_Data in this exercise_.
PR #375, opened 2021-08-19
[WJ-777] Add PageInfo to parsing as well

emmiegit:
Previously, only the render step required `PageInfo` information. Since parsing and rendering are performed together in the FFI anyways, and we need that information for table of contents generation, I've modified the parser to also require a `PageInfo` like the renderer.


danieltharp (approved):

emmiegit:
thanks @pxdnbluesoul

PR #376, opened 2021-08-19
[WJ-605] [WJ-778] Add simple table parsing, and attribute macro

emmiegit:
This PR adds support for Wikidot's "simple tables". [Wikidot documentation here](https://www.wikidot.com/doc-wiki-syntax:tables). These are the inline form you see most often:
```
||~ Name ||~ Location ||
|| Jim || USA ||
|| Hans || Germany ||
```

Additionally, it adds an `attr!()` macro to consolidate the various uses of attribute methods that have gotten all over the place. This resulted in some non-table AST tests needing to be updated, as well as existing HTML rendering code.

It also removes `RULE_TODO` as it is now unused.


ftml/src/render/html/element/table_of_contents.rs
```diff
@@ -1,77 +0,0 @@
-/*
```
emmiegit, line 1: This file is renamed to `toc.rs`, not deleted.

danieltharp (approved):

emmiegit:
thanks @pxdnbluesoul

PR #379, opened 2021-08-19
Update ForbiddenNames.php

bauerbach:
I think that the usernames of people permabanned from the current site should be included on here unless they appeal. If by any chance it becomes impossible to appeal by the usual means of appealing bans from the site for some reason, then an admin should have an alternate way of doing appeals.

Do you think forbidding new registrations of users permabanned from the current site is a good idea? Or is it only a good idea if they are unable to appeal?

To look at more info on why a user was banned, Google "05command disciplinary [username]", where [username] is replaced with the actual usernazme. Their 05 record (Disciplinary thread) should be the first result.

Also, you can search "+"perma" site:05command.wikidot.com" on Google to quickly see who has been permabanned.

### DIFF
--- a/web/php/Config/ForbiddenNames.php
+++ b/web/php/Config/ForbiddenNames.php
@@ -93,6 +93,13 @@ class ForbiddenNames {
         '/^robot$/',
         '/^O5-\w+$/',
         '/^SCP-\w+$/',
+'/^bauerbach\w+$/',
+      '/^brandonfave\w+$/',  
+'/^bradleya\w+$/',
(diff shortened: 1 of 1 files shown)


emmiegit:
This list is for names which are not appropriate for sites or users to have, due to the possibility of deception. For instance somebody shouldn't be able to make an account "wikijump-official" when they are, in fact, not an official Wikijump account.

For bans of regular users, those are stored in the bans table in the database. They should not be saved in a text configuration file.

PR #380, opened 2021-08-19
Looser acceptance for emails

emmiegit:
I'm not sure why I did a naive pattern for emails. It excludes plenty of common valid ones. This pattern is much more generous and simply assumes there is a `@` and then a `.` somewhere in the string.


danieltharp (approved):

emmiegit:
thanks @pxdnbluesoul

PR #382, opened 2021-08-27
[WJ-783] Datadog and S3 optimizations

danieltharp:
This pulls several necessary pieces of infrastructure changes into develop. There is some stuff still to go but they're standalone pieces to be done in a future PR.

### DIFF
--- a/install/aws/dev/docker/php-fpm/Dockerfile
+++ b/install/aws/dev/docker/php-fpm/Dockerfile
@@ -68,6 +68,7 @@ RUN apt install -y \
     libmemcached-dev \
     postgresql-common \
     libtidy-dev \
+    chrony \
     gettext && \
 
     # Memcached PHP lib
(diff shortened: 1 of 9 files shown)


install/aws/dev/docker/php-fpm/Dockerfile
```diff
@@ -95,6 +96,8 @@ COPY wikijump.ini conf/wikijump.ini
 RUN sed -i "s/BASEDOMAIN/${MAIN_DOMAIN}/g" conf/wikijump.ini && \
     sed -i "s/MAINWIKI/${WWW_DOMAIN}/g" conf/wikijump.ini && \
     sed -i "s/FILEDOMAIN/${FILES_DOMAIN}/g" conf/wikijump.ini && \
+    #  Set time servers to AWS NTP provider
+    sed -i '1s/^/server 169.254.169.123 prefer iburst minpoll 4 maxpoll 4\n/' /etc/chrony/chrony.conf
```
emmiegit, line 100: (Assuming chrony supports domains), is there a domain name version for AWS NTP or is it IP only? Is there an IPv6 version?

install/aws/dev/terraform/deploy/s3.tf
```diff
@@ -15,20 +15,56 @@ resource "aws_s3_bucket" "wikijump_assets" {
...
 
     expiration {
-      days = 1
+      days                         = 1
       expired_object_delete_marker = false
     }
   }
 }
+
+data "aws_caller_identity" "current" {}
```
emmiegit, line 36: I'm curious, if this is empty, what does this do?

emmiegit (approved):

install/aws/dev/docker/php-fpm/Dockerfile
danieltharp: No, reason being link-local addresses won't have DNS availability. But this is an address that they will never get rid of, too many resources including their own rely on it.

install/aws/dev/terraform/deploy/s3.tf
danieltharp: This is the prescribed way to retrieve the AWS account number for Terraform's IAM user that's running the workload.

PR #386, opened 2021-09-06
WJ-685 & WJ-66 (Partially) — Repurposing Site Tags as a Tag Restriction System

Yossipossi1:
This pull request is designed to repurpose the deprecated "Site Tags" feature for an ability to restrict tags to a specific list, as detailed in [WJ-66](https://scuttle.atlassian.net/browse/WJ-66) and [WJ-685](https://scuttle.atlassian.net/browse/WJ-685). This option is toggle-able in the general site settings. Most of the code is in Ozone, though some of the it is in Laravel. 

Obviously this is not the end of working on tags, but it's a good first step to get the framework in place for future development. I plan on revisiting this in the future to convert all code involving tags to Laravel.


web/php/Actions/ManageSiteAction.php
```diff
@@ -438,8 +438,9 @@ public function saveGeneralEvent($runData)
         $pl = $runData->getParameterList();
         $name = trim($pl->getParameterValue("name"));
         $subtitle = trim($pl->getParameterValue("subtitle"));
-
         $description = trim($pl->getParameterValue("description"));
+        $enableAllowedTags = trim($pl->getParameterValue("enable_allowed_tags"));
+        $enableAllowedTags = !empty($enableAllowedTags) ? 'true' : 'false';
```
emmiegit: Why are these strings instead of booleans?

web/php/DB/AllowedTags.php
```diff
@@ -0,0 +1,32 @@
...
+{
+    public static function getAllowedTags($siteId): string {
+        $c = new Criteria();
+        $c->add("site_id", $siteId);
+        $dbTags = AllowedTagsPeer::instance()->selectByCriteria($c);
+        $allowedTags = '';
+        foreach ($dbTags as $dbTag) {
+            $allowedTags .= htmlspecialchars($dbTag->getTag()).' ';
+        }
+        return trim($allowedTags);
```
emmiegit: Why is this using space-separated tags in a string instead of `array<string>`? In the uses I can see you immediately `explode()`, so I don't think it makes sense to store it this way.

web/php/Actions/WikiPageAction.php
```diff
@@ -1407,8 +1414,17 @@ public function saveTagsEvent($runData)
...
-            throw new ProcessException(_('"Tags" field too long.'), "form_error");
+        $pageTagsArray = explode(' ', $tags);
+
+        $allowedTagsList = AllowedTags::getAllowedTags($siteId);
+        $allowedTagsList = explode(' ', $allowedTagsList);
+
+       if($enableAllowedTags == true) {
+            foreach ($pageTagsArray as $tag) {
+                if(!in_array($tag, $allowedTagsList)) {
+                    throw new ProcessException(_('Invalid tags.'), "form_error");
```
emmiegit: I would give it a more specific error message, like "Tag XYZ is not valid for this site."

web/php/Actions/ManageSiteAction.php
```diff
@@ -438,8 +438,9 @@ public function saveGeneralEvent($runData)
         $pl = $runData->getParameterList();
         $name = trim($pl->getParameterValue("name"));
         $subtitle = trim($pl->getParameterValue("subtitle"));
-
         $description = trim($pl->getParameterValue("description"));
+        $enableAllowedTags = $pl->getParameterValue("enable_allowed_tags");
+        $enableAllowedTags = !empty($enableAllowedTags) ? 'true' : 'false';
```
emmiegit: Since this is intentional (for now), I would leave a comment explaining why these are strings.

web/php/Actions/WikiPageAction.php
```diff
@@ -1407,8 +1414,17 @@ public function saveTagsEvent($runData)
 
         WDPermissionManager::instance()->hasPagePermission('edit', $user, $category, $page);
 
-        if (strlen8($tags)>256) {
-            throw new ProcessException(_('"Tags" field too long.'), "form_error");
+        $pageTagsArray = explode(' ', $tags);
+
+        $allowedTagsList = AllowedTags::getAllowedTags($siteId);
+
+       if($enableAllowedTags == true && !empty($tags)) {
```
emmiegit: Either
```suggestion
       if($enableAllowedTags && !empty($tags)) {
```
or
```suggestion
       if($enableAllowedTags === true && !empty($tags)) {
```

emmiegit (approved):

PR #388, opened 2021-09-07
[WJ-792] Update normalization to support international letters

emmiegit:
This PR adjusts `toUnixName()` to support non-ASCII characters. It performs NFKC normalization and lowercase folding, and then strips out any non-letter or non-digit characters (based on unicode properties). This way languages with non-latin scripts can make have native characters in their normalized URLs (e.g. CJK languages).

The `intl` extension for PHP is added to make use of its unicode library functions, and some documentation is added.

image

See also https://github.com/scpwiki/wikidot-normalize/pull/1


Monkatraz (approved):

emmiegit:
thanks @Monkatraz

_Prompt_. Show all lines above holding "shortened".

_Output for this exercise_.
(diff shortened: 1 of 1 files shown)
(diff shortened: 1 of 9 files shown)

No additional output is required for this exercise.